The key point that distinguished balanced lines from single-ended lines is that both of the balanced lines have the same impedance to ground. Because the lines have the same impedance to ground, interfering fields or currents induce the same voltage in both wires. This lets a differential amplifier reject the resulting common-mode interference. If the cable containing the balanced line conductors includes a shield connection, the shield is not part of the main signal path.

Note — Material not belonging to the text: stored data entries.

PR #241, opened 2022-11-10
Refactor/delete pending

dated:
## Summary

https://app.clickup.com/t/3221gtc

## Checklist

-   [ ] Ready to be merged


samharperpittam:
The 'Delete' button is now greyed out when viewing the pending transaction with a multisig wallet which makes complete sense. However, I feel we may need a tooltip to explain the reasoning to the user.

Something like....

"Only participants can remove pending transactions"

image

goga-m (approved):

samharperpittam (approved):

dated:
I think the compact styles aren't applied correctly to the delete button :hmhm: it shouldn't have a background color iirc

goga-m:
@dated nice catch!:100: Should be fixed now. Passing in `Button` an `isCompact` prop to remove background only for `danger-icon` variant.

2022-12-02-165238_1203x61_scrot
2022-12-02-165150_1209x51_scrot

PR #251, opened 2022-12-02
refactor: adjust vertical offset for `Modal`

goga-m:
## Summary
Closes https://app.clickup.com/t/320ycgc

## Checklist

-   [x] Ready to be merged


samharperpittam (approved):

dated:
This has the downside that the modal is now very close to the edge of the window

image

goga-m:
@dated @samharperpittam made a few adjustments and the issue with it being too close to the edge should be resolved. 

Instead of changing the vertical padding, I implemented a hook where it sets `overflow-auto` only when window height is less than the actual modal height, while maintaining the same padding as before.

Attaching a video with the behavior:

https://user-images.githubusercontent.com/22020168/205352371-adeca5c9-e60d-48f3-9a04-a26e5f8290db.mp4

Let me know what you think :oleglala:

dated (approved):

PR #286, opened 2023-01-06
feat: migration notifications ui

alfonsobries:
## Summary

Closes part of https://app.clickup.com/t/39xfbkz

**Notes:**

1. This PR hardcodes the notifications using the same format as the `refactor/migration-table` pr, which means it only handles the UI. I think we can handle fetching and storing the notifications in another task (also the action for when notification is clicked). For the moment, I'm typing the migration notification items as `any`
2. This PR also removes the "expanded" version of the regular notifications. That version appears if the users set the "use expanded table" option. [See discussion](https://helloardent.slack.com/archives/C03889W1KHT/p1673280441726099) 
3. Finally, it adjusts the regular notifications to use a small font on mobile devices as per current design (used to use base size)

**To test notifications with a wallet name:**: add wallets `AXzxJ8Ts3dQ2bvBR1tPE7GUee9iSEJb8HX` and/or `AdVSe37niA3uFUPgCgMUH2tMsHF4LpLoiX` that are the ones that are harcoded

## Checklist

-   [ ] Ready to be merged


src/app/components/Notifications/Notifications.contracts.ts
```diff
@@ -24,11 +24,32 @@ export interface NotificationTransactionItemProperties {
...
 }
 
 export interface NotificationsProperties {
 	profile: Contracts.IProfile;
 	onNotificationAction?: (id: string) => void;
 	onTransactionClick?: (item?: DTO.ExtendedConfirmedTransactionData) => void;
 }
+
+export interface NotificationsMigrationItemProperties {
+	// @TODO: assign a proper type for this once defined
```
goga-m, line 36: @alfonsobries if I am not mistaken, I think the type here is `DTO.ExtendedConfirmedTransactionData` :hmhm:

src/app/components/Notifications/Notifications.contracts.ts
```diff
@@ -24,11 +24,32 @@ export interface NotificationTransactionItemProperties {
...
+	transaction: any;
+	profile: Contracts.IProfile;
+	// @TBD (also @TODO set transaction type)
+	onClick?: (transaction: any) => void;
```
goga-m, line 40: @alfonsobries same here. This can be `DTO.ExtendedConfirmedTransactionData` similar to https://github.com/ArdentHQ/arkvault/pull/286/files#diff-493165b65171712d084660d0e622b82a68beb06d2d20c7886ea9a54b9ee0adffR32

samharperpittam (changes requested):
Very minor change, but can we change the "Transactions" header to 18px. Currently it's 16px. Thanks

src/app/components/Notifications/Notifications.contracts.ts
alfonsobries: @goga-m `ExtendedConfirmedTransactionData` contains some equivalences from most of the properties, but it uses methods instead of properties like the fake data I'm using but does not have the polygon `migrationAddress`, The transactions table is also using similar sample data 

I predict that once we save/retrieve the transactions, we will have to define or adapt one of those transaction types both here and in the transaction table. I think it will be a good time to define that type once that happens.

alfonsobries:
@samharperpittam ✅

samharperpittam:
> @samharperpittam ✅

:hmhm:
image

alfonsobries:
@samharperpittam not sure how my changes got lost, but just updated the pr again ✅

samharperpittam (approved):

ItsANameToo (approved):

PR #297, opened 2023-01-11
feat: implement migration transaction table row

goga-m:
## Summary
Closes https://app.clickup.com/t/39xfbmq

For testing,  `DM7UiH4b2rW2Nv11Wu6ToiZi8MJhGCEWhP` wallet already contains a migration transaction.

## Checklist

-   [x] Ready to be merged


samharperpittam (approved):

src/app/components/Label/Label.styles.tsx
```diff
@@ -5,14 +5,15 @@ import { Size } from "@/types";
 
 const baseStyle = tw`inline-block font-semibold overflow-hidden`;
 
-export type ColorType = "primary" | "success" | "danger" | "warning" | "neutral";
+export type ColorType = "primary" | "success" | "danger" | "warning" | "neutral" | "purple";
```
ItsANameToo, line 8: better to give this a generic name instead of the colour. Makes it easier if it changes in the future so you don't end up with `purple` being a blue colour.

Maybe `hint` works, to keep it in line with the variable name as well 🤔

goga-m: Indeed, better to have one consistent name for that variant. Applied the fix @ItsANameToo

ItsANameToo (approved):

PR #310, opened 2023-01-16
refactor: store migration transactions and remove hardcoded 

alfonsobries:
## Summary

Closes https://app.clickup.com/t/865bgdrfu

Note: you may have some migrations already stored in your local storage if you test locally. Since the fake data used is not in the proper format, it will throw an exception. You need to clear storage to test this PR, **Alternatively**

1. Hardcode the following lines inside the `loadMigrations` callback inside the `src/app/contexts/Migration/Migration.tsx` file, just below the  `const migrations = repository!.all();` line (line 97)

```
const newMigrations = migrations.filter((migration) => !migration.id.startsWith("0x"));
repository!.set(newMigrations);
```

2. Open the migration page
3. Remove the lines again since fake migration should have been removed

## Checklist

-   [ ] Ready to be merged


ItsANameToo (approved):

ItsANameToo:
image
this should use a different avatar as it's an ARK address, but that can be resolved later when going over the UI in full

samharperpittam (approved):

dated:
> image
> 
> this should use a different avatar as it's an ARK address, but that can be resolved later when going over the UI in full

just to follow up: the avatar is correct, the address is wrong instead - it should display the address on the polygon network. fixed in https://github.com/ArdentHQ/arkvault/pull/323

PR #328, opened 2023-01-18
feat: migration details modal

alfonsobries:
## Summary

Closes https://app.clickup.com/t/8677418hz

## Checklist

-   [ ] Ready to be merged


samharperpittam (changes requested):
On the `Pending` modal, can we change the description text from `Migration is in the process` to `Migration in progress` please.

image

alfonsobries:
@samharperpittam done ✅

samharperpittam (approved):

src/domains/migration/i18n.ts
```diff
@@ -2,6 +2,17 @@ export const translations = {
 	CONTRACT_PAUSED_MESSAGE:
 		"The migration is temporarily paused. Please check our <linkTwitter>Twitter</linkTwitter> for more details.",
 
+	DETAILS_MODAL: {
+		STEP_PENDING: {
+			DESCRIPTION: "Migration is progress, you will be notified once the process is complete.",
```
ItsANameToo, line 7:
```suggestion
			DESCRIPTION: "Migration in progress, you will be notified once the process is complete.",
```

ItsANameToo (changes requested):
it works, but the modal is slow to open. It seems to be fetching the data after the click, and that can take a while depending on connection speed of the user (or the RPC). It would be better for the UX if we'd open the modal and show a loading state until we have fetched the data so the transition feels smooth and doesn't result in a feeling of the wallet being unresponsive. If we go with a loading state, it will also allow us to show an error in case the migration call fails for some reason. Right now it won't show anything as the catch is ignored

You can throttle the connection in chrome to have a better idea of how it feels on a slower connection.

samharperpittam:
Also when opening a "Success" modal, the modal content can resize, specifically the transaction id truncates. Having a loading state may be beneficial for this too?

alfonsobries:
@ItsANameToo ignore my previous comment; I updated this PR to show a loading skeleton while details are loaded

src/app/contexts/Migration/Migration.tsx
```diff
@@ -88,6 +89,37 @@ export const MigrationProvider = ({ children }: Properties) => {
...
+	const getTransactionStatus = useCallback(
+		async (transaction: DTO.ExtendedConfirmedTransactionData) => {
+			const contractMigrations = await getContractMigrations([`0x${transaction.id()}`]);
+
+			const contractMigration = contractMigrations.find(
+				(contractMigration: ARKMigrationViewStructOutput) =>
+					contractMigration.arkTxHash === `0x${transaction.id()}`,
+			);
+
+			return contractMigration!.recipient === ethers.constants.AddressZero
```
goga-m, line 116: @alfonsobries what will happen if the contractMigration is undefined here? It might stuck on loading state? :hmhm:

ItsANameToo: can be part of https://app.clickup.com/t/86774j27t instead of this PR, we may need handling in more places

ItsANameToo (approved):

PR #335, opened 2023-01-24
refactor: improve migration transaction validation

goga-m:
## Summary
Closes https://app.clickup.com/t/86776g04v

## Checklist

-   [x] Ready to be merged

### DIFF
--- a/src/domains/migration/hooks/use-migration-transactions.ts
+++ b/src/domains/migration/hooks/use-migration-transactions.ts
@@ -1,7 +1,13 @@
 import { useCallback, useEffect, useMemo, useState } from "react";
 import { Contracts, DTO } from "@ardenthq/sdk-profiles";
 import { useConfiguration, useMigrations } from "@/app/contexts";
-import { isValidMigrationTransaction, migrationNetwork, migrationWalletAddress } from "@/utils/polygon-migration";
+import {
+	isValidMigrationTransaction,
+	migrationMinBalance,
+	migrationNetwork,
+	migrationTransactionFee,
+	migrationWalletAddress,
+} from "@/utils/polygon-migration";
 import { Migration } from "@/domains/migration/migration.contracts";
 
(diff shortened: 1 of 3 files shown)


src/domains/migration/hooks/use-migration-transactions.ts
```diff
@@ -49,20 +48,7 @@ export const useMigrationTransactions = ({ profile }: { profile: Contracts.IProf
...
-					return false;
-				}
-
-				if (transaction.recipient() !== migrationWalletAddress()) {
-					return false;
-				}
-
-				return ethers.utils.isAddress(polygonAddress);
-			}),
+		() => latestTransactions.filter((transaction) => isValidMigrationTransaction(transaction)),
```
ItsANameToo, line 51: this filters transactions on the ARKVault side, but won't that cause issues if you have an old valid migration and then a lot of newer invalid migration transactions for an address as it will filter them all out while missing the valid migration on the initial page?

More concrete example:
- address has 101 transactions, the oldest transaction is a valid migration and the 100 other ones are not
- you fetch the newest 100 transactions, all are removed locally because invalid
- there's still 1 transaction left, but it wasn't included in the API call so it's not shown, while that one was the valid transaction

Instead of applying that logic locally, I'd have it apply to the initial query to fetch transactions so you get a response with valid transactions for the overview to avoid scenarios like above 🤔

ItsANameToo (changes requested):

src/domains/migration/hooks/use-migration-transactions.ts
goga-m: @ItsANameToo makes totally sense. Missed the supported query params (`fee.from` & `amount.from`) in the transaction API. I added those now and should be working ok.

Mentioning here also that the only client-side validation that can't be included in the query is the validation of the polygon address (vendorField), so we should now be as close as possible.

Thanks for pointing out :100:

ItsANameToo (approved):

PR #340, opened 2023-01-26
refactor: adjust interval on loading migration transactions

goga-m:
## Summary

https://app.clickup.com/t/86778a87h

* Increases the interval to 5 seconds for loading migrations
* Prevents from loading migrations periodically (rpc calls) when the user is not in migrations page.

## Checklist

-   [x] Ready to be merged


samharperpittam (changes requested):
Migration transaction status doesn't appear to change to "Confirmed" on this PR as discussed on Slack

samharperpittam (dismissed):

src/app/contexts/Migration/Migration.tsx
```diff
@@ -83,9 +84,10 @@ interface Properties {
 
 const MigrationContext = React.createContext<any>(undefined);
 
-const ONE_SECOND = 1000;
+const MIGRATION_LOAD_INTERVAL = 5000;
+const INITIAL_MIGRATION_LOAD_TIME = 1000;
```
ItsANameToo, line 88: shouldn't need this if you make the initial load request the status and only apply an interval afterwards? So you never rely on the interval for the initial check, only when there are pending transaction you add one to occasionally check if the status has changed

samharperpittam (approved):

ItsANameToo (approved):

PR #3739, opened 2017-07-25
Replace http://example.org/ with https://example.org/

### LINKED ISSUE #3728: Replace http://example.org/ with https://example.org/ in examples etc.
We may as well use the HTTPS version in all instances that are facing the public; i.e. in documentation and in the "new site" template.

Note that document changes should live in https://github.com/gohugoio/hugoDocs -- but I'll keep this as one issue.

mpcabd:
As per issue #3728 @bep suggests changing all instances of
http://(www.)?example.com to https://(www.)?example.com

Fixes #3728


bep:
@mpcabd thanks for this; I have updated the issue to be more specific. I never meant a full "search and replace" in this repo, but that is what happens when I create quick issues so I don't forget.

One potentially confusing factor is that balanced lines generally take the from of twisted pairs–but twisted pairs are not necessarily balanced lines. Intentionally twisting individual data-carrying pairs greatly increases immunity to electromagnetic interference and crosstalk. The reasoning behind this mitigation technology is that twisting one or both conductors keeps them in close proximity to one another. Because electrical current in the two wires is going in opposite directions, they will create magnetic fields that are equal and opposite to each other. The result is a cancellation of EM radiation from the wire. Moreover, EM radiation coming from external sources will affect each wire equally due to their close proximity. The induced noise and crosstalk are common-mode signals that can be attenuated if not completely canceled through use of a differential receiver (or a transformer).
Another confusing bit: Balanced lines can be used with both differential amplifiers and with single-ended amplifiers. Differential signaling involves the two balanced-line conductors (with an optional shield) carrying the same signal at opposite polarity. More specifically, look at the voltage on each of the two lines and you will see two waveforms that are mirror images of each other. That is, when voltage on one line is at a maximum, voltage on the other line is at a minimum. The signals are not necessarily oscillating around zero; they can be at any voltage. The only requirement for understanding the effect is that the two are mirror images. Whatever is different between the two wires is what is amplified by the differential amplifier.
The same result can be obtained using single-ended amplifiers and balanced lines. Here the signal is often coupled into the balanced line and extracted at the other end via a transformer to ground, or via equivalent circuitry. The result is generally a somewhat more distorted signal than would be the case with differential amplifiers. But noise is rejected in both the differential amplifier and single-ended amplifier case.
It was early telephone engineers who probably first implemented this technique. They installed single-conductor (with ground-return) voice lines on telegraph poles. In the lower-noise environment of the day, they simply crossed the conductors at every other pole. But soon ever-increasing EMI resulting from proliferating powerlines overwhelmed the cross-over technology.
When nearby pairs have equal twist rates (here we are talking about a conduit installation, metal or PVC), the proximity of different conductors within pairs remains constant, defeating the design goal. Here again a simple solution is available: altering the twist rate just a slight amount so as to disrupt the otherwise high degree of capacitive coupling.
A disadvantage in twisted pair because of different twist rates is that in video applications the varying amounts of skew will severely impact quality. Low-skew cable is a good solution.
Now consider single-ended signaling via a single conductor and ground instead of via a balanced line. Even if the signal and ground wires are twisted together, there can be common-mode noise. Moreover, any other noise (perhaps leaking in through the ground connection) will look like a signal to the receiver.